▶ [INPUT MATERIAL]
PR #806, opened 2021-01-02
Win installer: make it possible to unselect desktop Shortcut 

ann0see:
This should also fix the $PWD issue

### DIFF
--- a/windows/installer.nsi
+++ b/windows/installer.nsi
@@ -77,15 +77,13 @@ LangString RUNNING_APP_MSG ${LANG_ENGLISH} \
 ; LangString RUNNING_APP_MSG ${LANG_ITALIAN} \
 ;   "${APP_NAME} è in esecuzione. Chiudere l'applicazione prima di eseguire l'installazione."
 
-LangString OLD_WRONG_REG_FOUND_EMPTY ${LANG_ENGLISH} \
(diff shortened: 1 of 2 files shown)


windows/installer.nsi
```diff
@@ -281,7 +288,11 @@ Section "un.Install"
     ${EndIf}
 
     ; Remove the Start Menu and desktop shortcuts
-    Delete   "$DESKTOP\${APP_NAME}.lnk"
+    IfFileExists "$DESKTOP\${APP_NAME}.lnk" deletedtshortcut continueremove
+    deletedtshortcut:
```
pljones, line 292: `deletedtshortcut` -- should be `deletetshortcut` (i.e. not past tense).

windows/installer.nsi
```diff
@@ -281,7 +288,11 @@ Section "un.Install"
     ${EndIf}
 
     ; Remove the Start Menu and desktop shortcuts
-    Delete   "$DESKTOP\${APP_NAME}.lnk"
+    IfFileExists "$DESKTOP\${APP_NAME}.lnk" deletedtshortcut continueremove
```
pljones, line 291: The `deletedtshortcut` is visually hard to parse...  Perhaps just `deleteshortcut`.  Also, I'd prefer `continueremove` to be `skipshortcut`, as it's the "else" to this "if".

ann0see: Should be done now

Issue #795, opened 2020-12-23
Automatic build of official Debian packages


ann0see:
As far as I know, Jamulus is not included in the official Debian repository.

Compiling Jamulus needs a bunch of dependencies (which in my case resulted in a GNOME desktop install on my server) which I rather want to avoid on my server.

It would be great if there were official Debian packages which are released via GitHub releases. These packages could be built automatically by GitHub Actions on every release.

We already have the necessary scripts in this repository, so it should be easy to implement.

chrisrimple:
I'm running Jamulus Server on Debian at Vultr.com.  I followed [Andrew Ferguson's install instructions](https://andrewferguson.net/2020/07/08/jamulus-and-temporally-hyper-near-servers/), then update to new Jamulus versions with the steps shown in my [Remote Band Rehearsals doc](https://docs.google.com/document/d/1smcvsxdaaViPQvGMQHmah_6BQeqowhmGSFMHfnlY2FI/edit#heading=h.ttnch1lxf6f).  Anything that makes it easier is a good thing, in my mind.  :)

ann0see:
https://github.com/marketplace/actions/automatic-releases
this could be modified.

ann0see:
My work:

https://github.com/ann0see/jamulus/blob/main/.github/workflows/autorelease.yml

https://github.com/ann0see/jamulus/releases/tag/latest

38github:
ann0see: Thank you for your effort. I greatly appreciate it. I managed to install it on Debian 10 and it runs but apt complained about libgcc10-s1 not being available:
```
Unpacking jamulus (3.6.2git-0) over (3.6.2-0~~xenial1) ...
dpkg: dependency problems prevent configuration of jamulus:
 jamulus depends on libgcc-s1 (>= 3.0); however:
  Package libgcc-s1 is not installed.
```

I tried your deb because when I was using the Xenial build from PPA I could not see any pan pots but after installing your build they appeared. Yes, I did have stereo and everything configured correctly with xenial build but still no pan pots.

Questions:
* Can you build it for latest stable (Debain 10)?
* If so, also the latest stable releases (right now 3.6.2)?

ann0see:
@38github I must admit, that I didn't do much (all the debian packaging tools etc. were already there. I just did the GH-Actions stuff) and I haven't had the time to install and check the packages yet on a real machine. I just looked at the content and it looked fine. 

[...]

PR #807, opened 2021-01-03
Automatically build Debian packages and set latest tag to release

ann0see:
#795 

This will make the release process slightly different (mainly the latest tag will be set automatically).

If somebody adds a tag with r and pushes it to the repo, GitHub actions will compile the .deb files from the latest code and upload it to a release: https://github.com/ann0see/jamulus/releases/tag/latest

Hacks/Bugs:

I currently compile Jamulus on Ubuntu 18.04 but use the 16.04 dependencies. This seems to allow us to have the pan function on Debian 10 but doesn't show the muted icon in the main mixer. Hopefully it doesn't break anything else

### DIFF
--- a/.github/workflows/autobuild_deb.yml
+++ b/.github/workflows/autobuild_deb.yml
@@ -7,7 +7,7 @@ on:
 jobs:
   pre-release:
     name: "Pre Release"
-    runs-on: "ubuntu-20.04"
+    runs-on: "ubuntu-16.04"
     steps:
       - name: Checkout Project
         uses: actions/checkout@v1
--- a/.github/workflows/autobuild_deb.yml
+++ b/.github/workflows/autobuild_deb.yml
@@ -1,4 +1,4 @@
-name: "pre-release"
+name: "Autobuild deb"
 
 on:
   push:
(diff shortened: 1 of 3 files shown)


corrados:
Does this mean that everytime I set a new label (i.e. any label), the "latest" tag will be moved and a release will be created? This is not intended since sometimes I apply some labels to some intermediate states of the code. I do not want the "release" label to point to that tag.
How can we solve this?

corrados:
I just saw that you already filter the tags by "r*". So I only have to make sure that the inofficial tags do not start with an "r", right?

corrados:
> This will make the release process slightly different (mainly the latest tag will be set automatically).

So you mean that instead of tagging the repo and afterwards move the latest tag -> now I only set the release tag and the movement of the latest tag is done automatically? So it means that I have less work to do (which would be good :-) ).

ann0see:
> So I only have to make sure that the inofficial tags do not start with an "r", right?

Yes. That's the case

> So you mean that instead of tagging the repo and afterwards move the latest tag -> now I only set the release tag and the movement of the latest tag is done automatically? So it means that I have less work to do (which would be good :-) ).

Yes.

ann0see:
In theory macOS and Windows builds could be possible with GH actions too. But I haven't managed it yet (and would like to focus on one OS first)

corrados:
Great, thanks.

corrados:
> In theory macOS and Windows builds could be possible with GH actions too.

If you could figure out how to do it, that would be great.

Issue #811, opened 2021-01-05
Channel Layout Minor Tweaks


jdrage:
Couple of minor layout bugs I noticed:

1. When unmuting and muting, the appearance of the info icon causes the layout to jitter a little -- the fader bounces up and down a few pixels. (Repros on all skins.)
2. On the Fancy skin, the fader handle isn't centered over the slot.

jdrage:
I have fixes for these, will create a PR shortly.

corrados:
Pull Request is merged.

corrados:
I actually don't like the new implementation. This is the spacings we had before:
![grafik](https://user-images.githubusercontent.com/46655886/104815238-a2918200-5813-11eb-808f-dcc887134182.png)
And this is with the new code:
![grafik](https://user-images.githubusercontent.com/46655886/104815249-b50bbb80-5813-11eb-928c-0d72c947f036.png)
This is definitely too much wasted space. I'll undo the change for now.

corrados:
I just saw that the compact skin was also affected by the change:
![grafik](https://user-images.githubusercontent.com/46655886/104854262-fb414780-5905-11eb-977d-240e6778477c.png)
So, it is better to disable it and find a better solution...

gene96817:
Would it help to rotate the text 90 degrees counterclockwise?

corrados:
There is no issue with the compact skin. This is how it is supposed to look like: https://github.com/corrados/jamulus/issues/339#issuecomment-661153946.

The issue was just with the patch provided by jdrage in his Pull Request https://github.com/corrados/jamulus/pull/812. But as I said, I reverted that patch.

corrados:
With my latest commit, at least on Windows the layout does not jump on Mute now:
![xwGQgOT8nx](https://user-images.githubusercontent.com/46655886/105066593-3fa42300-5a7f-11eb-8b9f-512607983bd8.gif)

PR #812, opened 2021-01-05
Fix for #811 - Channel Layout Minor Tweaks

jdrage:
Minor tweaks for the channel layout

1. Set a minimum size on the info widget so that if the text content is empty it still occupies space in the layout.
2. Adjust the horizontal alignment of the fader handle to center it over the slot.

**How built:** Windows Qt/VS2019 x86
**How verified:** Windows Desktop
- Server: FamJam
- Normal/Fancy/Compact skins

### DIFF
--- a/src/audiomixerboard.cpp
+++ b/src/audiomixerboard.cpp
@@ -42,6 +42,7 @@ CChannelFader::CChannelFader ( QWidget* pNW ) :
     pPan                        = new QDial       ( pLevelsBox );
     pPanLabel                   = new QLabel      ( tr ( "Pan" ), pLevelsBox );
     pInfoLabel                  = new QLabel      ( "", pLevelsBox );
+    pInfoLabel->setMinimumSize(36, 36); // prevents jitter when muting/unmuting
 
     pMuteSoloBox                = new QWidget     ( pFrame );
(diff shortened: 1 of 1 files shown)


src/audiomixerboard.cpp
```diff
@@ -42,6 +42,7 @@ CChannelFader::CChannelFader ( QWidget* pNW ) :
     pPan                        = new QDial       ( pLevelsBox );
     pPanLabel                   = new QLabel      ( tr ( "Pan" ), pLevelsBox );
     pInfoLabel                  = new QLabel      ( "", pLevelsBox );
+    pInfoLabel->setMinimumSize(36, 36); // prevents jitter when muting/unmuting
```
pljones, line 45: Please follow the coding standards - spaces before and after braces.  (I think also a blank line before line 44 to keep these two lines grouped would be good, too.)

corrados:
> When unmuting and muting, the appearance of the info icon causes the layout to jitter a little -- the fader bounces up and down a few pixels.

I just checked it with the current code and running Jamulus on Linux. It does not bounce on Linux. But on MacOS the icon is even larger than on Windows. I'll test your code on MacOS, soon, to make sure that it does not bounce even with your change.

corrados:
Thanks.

▶ [EXERCISE DETAILS]
I'd like the lines above from the one with "I just saw that the" up to and including the one with "1. Set a minimum" copied exactly, with no other lines.

▶ [WRITTEN SOLUTION]
I just saw that the compact skin was also affected by the change:
![grafik](https://user-images.githubusercontent.com/46655886/104854262-fb414780-5905-11eb-977d-240e6778477c.png)
So, it is better to disable it and find a better solution...

gene96817:
Would it help to rotate the text 90 degrees counterclockwise?

corrados:
There is no issue with the compact skin. This is how it is supposed to look like: https://github.com/corrados/jamulus/issues/339#issuecomment-661153946.

The issue was just with the patch provided by jdrage in his Pull Request https://github.com/corrados/jamulus/pull/812. But as I said, I reverted that patch.

corrados:
With my latest commit, at least on Windows the layout does not jump on Mute now:
![xwGQgOT8nx](https://user-images.githubusercontent.com/46655886/105066593-3fa42300-5a7f-11eb-8b9f-512607983bd8.gif)

PR #812, opened 2021-01-05
Fix for #811 - Channel Layout Minor Tweaks

jdrage:
Minor tweaks for the channel layout

1. Set a minimum size on the info widget so that if the text content is empty it still occupies space in the layout.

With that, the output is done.